RECORDS FOR THIS EXERCISE:
PR #14819, opened 2020-07-21
cast array key to string cakephp#14810

### LINKED ISSUE #14810: Error when create/patch entity with array data has numeric key
This is a (multiple allowed):

* [x] bug
* [ ] enhancement

* CakePHP Version: 4.1
* Platform and Target: Windows, NGINX, PHP7.3, SQL server

### What you did
Patch entity with below request data
```
0=sample&1=value&....
```

### What happened
Below error occurred
```
Argument 1 passed to Cake\Database\Schema\TableSchema::getColumnType() must be of the type string, int given
```
at
https://github.com/cakephp/cakephp/blob/4f635e709ad0a9610a0ca4a1e2b6129c08ec6cd0/src/ORM/Marshaller.php#L75

`$prop` must be a scalar and cast to string before pass to `TableSchema::getColumnType()`

mcsknp:
Fix #14810

### DIFF
--- a/tests/TestCase/ORM/EntityTest.php
+++ b/tests/TestCase/ORM/EntityTest.php
@@ -71,11 +71,11 @@ class EntityTest extends TestCase
         $this->assertEquals(1, $entity->getOriginal('id'));
 
         $entity->set(['foo', 'bar']);
-        $this->assertEquals('foo', $entity->{0});
-        $this->assertEquals('bar', $entity->{1});
+        $this->assertEquals('foo', $entity->get('0'));
+        $this->assertEquals('bar', $entity->get('1'));
 
         $entity->set(['sample']);
-        $this->assertEquals('sample', $entity->{0});
+        $this->assertEquals('sample', $entity->get('0'));
     }
 
     /**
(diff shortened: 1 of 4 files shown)


tests/TestCase/ORM/EntityTest.php
```diff
@@ -69,6 +69,13 @@ public function testSetMultiplePropertiesNoSetters()
         $this->assertSame(3, $entity->thing);
         $this->assertSame('bar', $entity->getOriginal('foo'));
         $this->assertEquals(1, $entity->getOriginal('id'));
+
+        $entity->set(['foo', 'bar']);
+        $this->assertEquals('foo', $entity->{0});
```
ADmad, line 74: Better to use `$entity[0]` or `$entity->get('0')` instead of `$entity->{0}`.

mcsknp: I fixed it.

tests/TestCase/ORM/MarshallerTest.php
```diff
@@ -132,6 +132,25 @@ public function testOneSimple()
...
+    public function testOneWithNumericField()
+    {
+        $data = [
+            'sample',
+            'username' => 'test',
+            'password' => 'secret',
+            1,
+        ];
+        $marshall = new Marshaller($this->articles);
+        $result = $marshall->one($data, []);
```
dereuromark, line 149: assertSame() are usually the better fit for scalar values.

PR #14822, opened 2020-07-21
Fix TypeError on PHP 8

ADmad:

### DIFF
--- a/src/Utility/Text.php
+++ b/src/Utility/Text.php
@@ -226,13 +226,13 @@ class Text
 
         $dataKeys = array_keys($data);
         $hashKeys = array_map('crc32', $dataKeys);
-        /** @var array<string, string> $tempData */
+        /** @var array<string, string|int> $tempData */
         $tempData = array_combine($dataKeys, $hashKeys);
         krsort($tempData);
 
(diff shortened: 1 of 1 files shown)


src/Utility/Text.php
```diff
@@ -232,7 +232,7 @@ public static function insert(string $str, array $data, array $options = []): st
 
         foreach ($tempData as $key => $hashVal) {
             $key = sprintf($format, preg_quote($key, '/'));
-            $str = preg_replace($key, $hashVal, $str);
+            $str = preg_replace($key, (string)$hashVal, $str);
```
othercorey, line 235: If $tmpData is type array<string, string> what type is getting passed in?

ADmad: Apparently `$tempData` isn't exactly `array<string, string>` :slightly_smiling_face: 

https://travis-ci.org/github/ADmad/cakephp/jobs/710436188#L498

ADmad: I updated the inline docblock for `$tempData`.

othercorey: I see, it's from the call to `crc32` above. Since `crc32` will enforce string type anyway I suppose this is fine to cast here instead.

PR #14825, opened 2020-07-22
Add session based CSRF token middleware

markstory:
The current double submit cookie CSRF middleware has a few potential weaknesses:

1. The tokens it uses are portable between users. If a user has their    browser compromised, CSRF tokens can be re-used between other    compromised users.
2. Tokens don't have an expiration time. If a CSRF token is leaked and   a user is compromised an old token can be used again.

These changes introduce an alternative CSRF middleware that stores the compare token in the session. This removes the need to do HMAC signing as the compare value is in the session where an attacker cannot change it. Furthermore, it also couples CSRF tokens to the user, and to the specific session. This mitigates both weaknesses with our existing CSRF middleware.

I didn't want to make the existing CSRF middleware more complicated and risk breaking backwards compatibility which is why this is a new middleware. A separate middleware makes opt-ing into session based tokens explicit.

### DIFF
--- a/src/Http/Middleware/SessionCsrfProtectionMiddleware.php
+++ b/src/Http/Middleware/SessionCsrfProtectionMiddleware.php
@@ -11,7 +11,7 @@ declare(strict_types=1);
  *
  * @copyright     Copyright (c) Cake Software Foundation, Inc. (http://cakefoundation.org)
  * @link          http://cakephp.org CakePHP(tm) Project
- * @since         3.5.0
+ * @since         4.2.0
  * @license       http://www.opensource.org/licenses/mit-license.php MIT License
  */
 namespace Cake\Http\Middleware;
--- a/src/Http/Middleware/SessionCsrfProtectionMiddleware.php
+++ b/src/Http/Middleware/SessionCsrfProtectionMiddleware.php
@@ -1,0 +1,217 @@
+<?php
+declare(strict_types=1);
+
+/**
+ * CakePHP(tm) : Rapid Development Framework (http://cakephp.org)
+ * Copyright (c) Cake Software Foundation, Inc. (http://cakefoundation.org)
+ *
+ * Licensed under The MIT License
+ * For full copyright and license information, please see the LICENSE.txt
+ * Redistributions of files must retain the above copyright notice.
+ *
+ * @copyright     Copyright (c) Cake Software Foundation, Inc. (http://cakefoundation.org)
+ * @link          http://cakephp.org CakePHP(tm) Project
+ * @since         3.5.0
+ * @license       http://www.opensource.org/licenses/mit-license.php MIT License
+ */
+namespace Cake\Http\Middleware;
+
+use ArrayAccess;
+use Cake\Http\Exception\InvalidCsrfTokenException;
+use Cake\Http\Session;
+use Cake\Utility\Hash;
+use Cake\Utility\Security;
+use Psr\Http\Message\ResponseInterface;
+use Psr\Http\Message\ServerRequestInterface;
+use Psr\Http\Server\MiddlewareInterface;
+use Psr\Http\Server\RequestHandlerInterface;
+use RuntimeException;
+
+/**
+ * Provides CSRF protection via session based tokens.
+ *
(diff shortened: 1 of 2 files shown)


src/Http/Middleware/SessionCsrfProtectionMiddleware.php
```diff
@@ -0,0 +1,217 @@
...
+ * CakePHP(tm) : Rapid Development Framework (http://cakephp.org)
+ * Copyright (c) Cake Software Foundation, Inc. (http://cakefoundation.org)
+ *
+ * Licensed under The MIT License
+ * For full copyright and license information, please see the LICENSE.txt
+ * Redistributions of files must retain the above copyright notice.
+ *
+ * @copyright     Copyright (c) Cake Software Foundation, Inc. (http://cakefoundation.org)
+ * @link          http://cakephp.org CakePHP(tm) Project
+ * @since         3.5.0
```
othercorey, line 14:
```suggestion
 * @since         4.2.0
```

src/Http/Middleware/SessionCsrfProtectionMiddleware.php
```diff
@@ -0,0 +1,217 @@
...
+    /**
+     * Config for the CSRF handling.
+     *
+     *  - `key` The session key to use. Defaults to `csrfToken`
+     *  - `field` The form field to check. Changing this will also require configuring
+     *    FormHelper.
+     *
+     * @var array
+     */
+    protected $_config = [
```
othercorey, line 59:
```suggestion
    protected $config = [
```
What is the cakephp policy for underscore protected? Are we transitioning away? It seems we randomly avoid them and randomly copy them.

othercorey:
> 1. The tokens it uses are portable between users. If a user has their    browser compromised, CSRF tokens can be re-used between other    compromised users.
> 2. Tokens don't have an expiration time. If a CSRF token is leaked and   a user is compromised an old token can be used again.

This essentially only protects other users, right? If the browser is compromised then the user's session is essentially compromised. If they do fix the browser exploit then they are only vulnerable until the session is changed.

src/Http/Middleware/SessionCsrfProtectionMiddleware.php
ADmad: We generally avoid the underscore for new protected properties but for `$_config` I would prefer keeping it for consistency with other classes.

We'll have to live with this till v5.

src/Http/Middleware/SessionCsrfProtectionMiddleware.php
```diff
@@ -0,0 +1,217 @@
...
+                return;
+            }
+        }
+
+        $header = $request->getHeaderLine('X-CSRF-Token');
+        if (hash_equals($header, $token)) {
+            return;
+        }
+
+        throw new InvalidCsrfTokenException(__d(
```
dereuromark, line 212: I thought we dont translate internal messages anymore? Or are those visible to the end user on the page?

src/Http/Middleware/SessionCsrfProtectionMiddleware.php
markstory: We could start making things better now so there are fewer things to change in the future.

src/Http/Middleware/SessionCsrfProtectionMiddleware.php
markstory: These can show up in error pages. The other CSRF middleware also has these translated.

ADmad (approved):

smarek:
May I ask why this did not land with 4.1.3 or 4.1.4 release?

othercorey:
New features generally go into the next point release. This makes it easier to document changes.

garas:
CakePHP follows [semver](https://semver.org/).

New features will be in next _minor_ release (4.2.0).
_Patch_ releases (like 4.1.4) fix bugs in existing code.

markstory:
If you need it *right now* you could copy/paste the code as an application middleware until 4.2 ships.

smarek:
Thank you both for explanation :)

PROBLEM REQUIREMENTS:
The required output is the exact run of lines from the beginning of the listing above to the line that contains "EntityTest extends TestCase", inclusive of both.

TASK RESPONSE:
PR #14819, opened 2020-07-21
cast array key to string cakephp#14810

### LINKED ISSUE #14810: Error when create/patch entity with array data has numeric key
This is a (multiple allowed):

* [x] bug
* [ ] enhancement

* CakePHP Version: 4.1
* Platform and Target: Windows, NGINX, PHP7.3, SQL server

### What you did
Patch entity with below request data
```
0=sample&1=value&....
```

### What happened
Below error occurred
```
Argument 1 passed to Cake\Database\Schema\TableSchema::getColumnType() must be of the type string, int given
```
at
https://github.com/cakephp/cakephp/blob/4f635e709ad0a9610a0ca4a1e2b6129c08ec6cd0/src/ORM/Marshaller.php#L75

`$prop` must be a scalar and cast to string before pass to `TableSchema::getColumnType()`

mcsknp:
Fix #14810

### DIFF
--- a/tests/TestCase/ORM/EntityTest.php
+++ b/tests/TestCase/ORM/EntityTest.php
@@ -71,11 +71,11 @@ class EntityTest extends TestCase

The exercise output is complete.